La seconde partie porte sur ce que le Dr. Hirsch considère comme une “conspiration du silence” autour du peak oil à Washington.
(*) The Impending World Energy Mess, par Robert L. HIRSCH, Roger H. BEZDEK & Robert M. WENDLING. [Les trois auteurs sont associés dans une petite société d’intelligence économique, MISI, Inc, installée à Alexandria, près de Washington DC.] Avant-propos par James R. Schlesinger. Sortie prévue le 1er octobre 2010. Editions Apogee Prime. 256 pages, $29.95.
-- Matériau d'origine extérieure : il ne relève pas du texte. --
PR #5, opened 2020-01-19
To Do 

elol42:
Link to my deployed project:
https://jovial-shirley-7b2a15.netlify.com/

This week went okay, i didnt have that much time.. but i did one new thin in css, tooltips that i havent done before.. 


code/src/App.js
```diff
@@ -1,9 +1,35 @@
...
+
+import { Header } from 'components/Header'
+import { AddTask } from 'components/AddTask'
+import { TaskList } from 'components/TaskList'
+import { Counter } from 'components/Counter'
+import { ClearAll } from 'components/ClearAll'
+
+
+const reducer = combineReducers({
+  ToDoList: ToDoList.reducer
```
idlefingers, line 14: Reducers should have lower-case first letters (like a normal function) - only components and classes should start with uppercase letters. So:

```js
const reducer = combineReducers({
  toDoList: toDoList.reducer
})
```

The reducer should also export the slice as `toDoList` and then any component which uses the reducer would also need to be updated.

code/src/components/Task.js
```diff
@@ -0,0 +1,31 @@
...
+    const handleRemove = () => {
+        dispatch(ToDoList.actions.removeTask(props.task.id))
+    }
+
+    return (
+        <section className="listSection">
+             <li className={props.task.done ? 'checked' : 'unchecked'} >
+                <label className="checkboxLabel">
+                        <input type="checkbox" checked={props.task.done} onChange={handleCheckbox} />
+                            <span className="customCheckbox"></span>
```
idlefingers, line 22: Keep an eye on your indentation here! :)

code/src/components/TaskList.js
```diff
@@ -0,0 +1,17 @@
...
+
+export const TaskList = () => {
+    const tasks = useSelector((state) => state.ToDoList.tasks)
+    console.log(tasks)
+
+    return (
+        <div>
+        <ul>
+            {tasks.map((task) => ( <Task key={task.id} task={task} /> 
+            ))}
```
idlefingers, line 13: This should either be all on one line:

```js
{tasks.map((task) => <Task key={task.id} task={task} />)}
```

Body of the map function should be on a new line:

```js
{tasks.map((task) => (
  <Task key={task.id} task={task} /> 
))}
```

It's kind-of a mix of the two currently..

idlefingers (approved):
Nice work! Looks like you have a good feeling for redux! :) 

One thing - it looks like your editor is still set to use 4 spaces for indentation. I know I'm just being picky here, but it's good to get this set right - when you work in a dev team, they might want 2 spaces, 4 spaces, or tabs, and it's good to make sure you're ready to fit into it :)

Entretien avec Robert L. Hirsch (1/2)
[oil man] Dans le livre que vous allez publier, vous cherchez à prouver que la production mondiale de carburants liquide risque de chuter très bientôt. D’après vous, d’ici combien de temps pourrions-nous avoir des problèmes ? Dans dix ans, dans moins de dix ans ?
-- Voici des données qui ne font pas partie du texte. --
PR #6, opened 2020-01-19
https://saras-todo.netlify.com/

Sara-Borgstrom:
Link to my deployed project: https://saras-todo.netlify.com/

Fun and some times hard. As allways I want more time but will give this project some more styling in the future. 

Styling on checkbox/radiobuttons.


code/src/components/ClearAll.js
```diff
@@ -0,0 +1,22 @@
+import React from 'react'
+import { useSelector, useDispatch } from 'react-redux'
+import { todoList } from '../reducers/todoList'
+import './clearall.css'
+
+export const ClearAll = () => {
+  const quantity = useSelector((state) => state.todoList.items)
+
+  const totalQuantity = quantity.length
```
idlefingers, line 9: Since you're only using the length of the array, I'd recommend returning that directly from the selector:

```
const numberOfTodos = useSelector(store => store. todoList.items.length)
```

When you do it like you have, this `ClearAll ` component will re-render whenever the array of tasks changes (for example toggling a task's completion), but if you return the length from the selector, it'll only re-render when the length of the array changes. Small optimisation, but good to keep in the back of your head if you're working on a bigger project where you want to avoid unnecessary re-renders.

code/src/components/TaskBar.js
```diff
@@ -0,0 +1,28 @@
+import React from 'react'
+import './taskbar.css'
+import { useSelector } from 'react-redux'
+
+
+export const TaskBar = () => {
+  const moment = require('moment');
+  const quantity = useSelector((state) => state.todoList.items)
+  const totalQuantity = quantity.length
```
idlefingers, line 9: Same here with just getting the length from the selector - it's a small optimisation, but good to think about! :)

code/src/components/TaskBar.js
```diff
@@ -0,0 +1,28 @@
+import React from 'react'
+import './taskbar.css'
+import { useSelector } from 'react-redux'
+
+
+export const TaskBar = () => {
+  const moment = require('moment');
```
idlefingers, line 7: This import should go at the top of the file with the other imports. Also, `const moment = require('moment')` is a [commonjs import](https://blog.risingstack.com/node-js-at-scale-module-system-commonjs-require/).. It's the same as doing:

```js
import moment from 'moment'
```

code/src/components/TaskBar.js
```diff
@@ -0,0 +1,28 @@
...
+        <div className="container">
+          <p className="todo-text">TO DO</p>
+          <p className="date-box">{moment().format('MMM Do YY')}</p>
+        </div>
+      )}
+      {totalQuantity >= 1 && (
+        <div className="container">
+          <p className="todo-text">TO DO</p>
+          <p className="date-box">{moment().format('MMM Do YY')}</p>
+          <div className="amount">Tasks: {totalQuantity}</div>
```
idlefingers, line 22: It looks like this line is the only difference between these two blocks of code? I think it'd be much clearer to replace the two with something like this:

```js
<div className="container">
  <p className="todo-text">TO DO</p>
  <p className="date-box">{moment().format('MMM Do YY')}</p>
  {totalQuantity > 0 && <div className="amount">Tasks: {totalQuantity}</div>}
</div>
```

idlefingers (approved):
Great work! Super neat and tidy, and it feels like you're getting a really good grip of both react and redux - awesome! :) 

Regarding styling of inputs, I think you did great. It takes time to get used to doing these sort of fancy things and working around the html and default styles the browsers give you. I don't really have any good tips more than you've done already! One suggestion is, when you find an input on a site which you think is super nice, try to make a codepen or codesandbox and imitate it. Try to figure out how they did things using the inspector and reverse engineer it. 👍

Une chose d’abord : la base, c’est la production. La production mondiale de pétrole a longtemps progressé, puis elle a stoppé cette progression, et depuis le milieu de l’année 2004, elle fluctue. La production a atteint un ‘plateau’. De son côté la demande, elle, a connu un faible déclin, à cause de la récession économique.
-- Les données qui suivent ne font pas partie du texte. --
PR #7, opened 2020-01-19
PR - Tiago Ferreira

tavferreira:
Link to my deployed project: https://pedantic-archimedes-f69b06.netlify.com

My reflections on how this week's project turned out: I've realized Redux was not entirely clear until I had to implement the reducer myself. I had some troubles at the beginning when dispatch the actions, but after the first code along all became clear. 

Things I'd like to have clarified or explained in more detail: I guess I would need more time to play with Redux to see if I fully grasp the concept. It's hard to say right now.


code/src/components/AddTask.js
```diff
@@ -0,0 +1,77 @@
...
+    setItem("");
+  };
+
+  return (
+    <TaskForm onSubmit={handleSubmit}>
+      <NewTask>
+        <AddNewTask
+          type="submit"
+          value="+"
+          active={item.length > 0 ? true : false}
```
idlefingers: Does this really need the ternary? 

This is like saying "If true return true else false". You could just use `active={item.length > 0}`

code/src/components/Header.js
```diff
@@ -0,0 +1,70 @@
+import React from "react";
+import { useSelector, useDispatch } from "react-redux";
+import moment from "moment";
```
idlefingers, line 3: Since you've installed the library 'react-moment', this import is actually importing the dependency 'moment' _from_ the 'react-moment' dependency. This can lead to unexpected things if you're not careful. I'd `npm uninstall react-moment` and replace it with the actual dependency; `npm install moment`, so the actual dependency is clear.

This is me being super picky, but it's good to be aware that importing dependencies of your dependencies is an npm-specific "feature" which is not super reliable. There are other package managers such as [yarn](https://yarnpkg.com/lang/en/) (my favourite! :) ) and [pnpm](https://pnpm.js.org/) where this import would actually fail since it's not a top-level dependency.

code/src/components/Header.js
```diff
@@ -0,0 +1,70 @@
...
+import styled from "styled-components";
+import { tasks } from "../reducers/tasks";
+
+export const Header = () => {
+  const taskStore = useSelector(store => store.tasks.tasks);
```
idlefingers: Since you're only using the length of the array, I'd recommend returning that directly from the selector:

```
const numberOfTasks = useSelector(store => store.tasks.tasks.length)
```

When you do it like you have, this `Header` component will re-render whenever the array of tasks changes (for example toggling a task's completion), but if you return the length from the selector, it'll only re-render when the length of the array changes. Small optimisation, but good to keep in the back of your head if you're working on a bigger project where you want to avoid unnecessary re-renders.

code/src/components/List.js
```diff
@@ -0,0 +1,57 @@
+import React from "react";
+import { useSelector } from "react-redux";
+import { Task } from "components/Task";
+import styled from "styled-components";
+
+export const List = () => {
+  const taskStore = useSelector(store => store.tasks.tasks);
```
idlefingers, line 7: This one is a valid time to select the entire list rather than just the length of the array since you're using both further down

code/src/components/Task.js
```diff
@@ -0,0 +1,89 @@
...
+          type="checkbox"
+          checked={props.task.complete}
+          onChange={handleCheckboxClick}
+        />
+        <ItemInfo>
+          <ItemText completed={props.task.complete}>{props.task.text}</ItemText>
+          <ItemAdded completed={props.task.complete}>
+            {props.task.complete
+              ? "Completed " + moment(props.task.completed).fromNow()
+              : "Added " + moment(props.task.added).fromNow()}
```
idlefingers, line 27: Nice! ⭐️

code/src/reducers/tasks.js
```diff
@@ -0,0 +1,61 @@
...
+import { createSlice } from "@reduxjs/toolkit";
+
+export const tasks = createSlice({
+  name: "tasks",
+  initialState: {
+    tasks: [
+      {
+        id: 1,
+        text: "Watch video on actions & reducers",
+        added: Date.now() - 604800000,
```
idlefingers: Complicated! Haha.

If this was in a project for a company, I'd want to see a comment explaining what this is to save me doing the maths. Or, since you have moment, you could just use that to make it more readable:

```js
added: moment().subtract(4, 'days')
```

idlefingers (approved):
Super nice @tavferreira! ⭐️ Looks like you have a good grasp of redux. Keep up the good work!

Cette demande augmente à nouveau cette année. Elle est revenue à son niveau d’avant la crise de 2008.
Exact. La production de pétrole fluctue dans une bande de 4 ou 5 %. Ce n’est pas beaucoup. Je pense que la production mondiale de pétrole n’ira pas plus haut.
Quelle est votre hypothèse ?
La production va rester à l’intérieur de cette bande, et d’ici 2 à 5 ans, les extractions mondiales vont entrer en déclin.
Vous avez donc en tête le même type de terrible scénario que ceux récemment envisagés par le Pentagone, la Lloyd’s et Chatham House, ou encore par l’armée allemande ?
En gros, oui.
Le département de l’énergie américain évoque lui aussi un futur plateau fluctuant, « ondulant », de la production pétrolière. Parlez-vous de la même chose ?
Eux parlent d’un plateau qu’on attendrait quelque part dans le futur. Mais quand on regarde les chiffres, il n’y a pas de doute que nous y sommes déjà.
Un déclin de la production mondiale de pétrole d’ici 2 à 5 ans… Que va-t-il se passer ?
Ce sera la pagaille, et puis tout d’un coup, ce sera évident.
Quel rythme de déclin faut-il selon vous redouter ?
C’est là un point crucial, parce que ce rythme de déclin déterminera l’importance du problème auquel nous faisons face. Dans le livre, nous envisageons deux taux de déclin : 2 % et 4 % par an. Il est clair que plus ce taux sera faible, moins ce sera difficile. Le taux de 4 % est vraiment catastrophique. A 2 %, ça restera très difficile.
Difficile à quel point ?
Dans notre rapport de 2005, nous avons travaillé sur un programme mondial de « crash », qui correspondrait à la meilleure réaction possible de la part de la société. On ne peut aller plus vite que ça. En mettant en oeuvre un programme comme ça, il nous faudrait plus de dix ans pour compenser le déclin. Pourquoi ? Parce que le problème s’enfuit devant vous ! Si vous êtes dans une course avec quelqu’un d’autre, et que la personne part avant, même si vous arrivez à courir plus vite qu’elle, ça va vous prendre beaucoup de temps pour la rattraper.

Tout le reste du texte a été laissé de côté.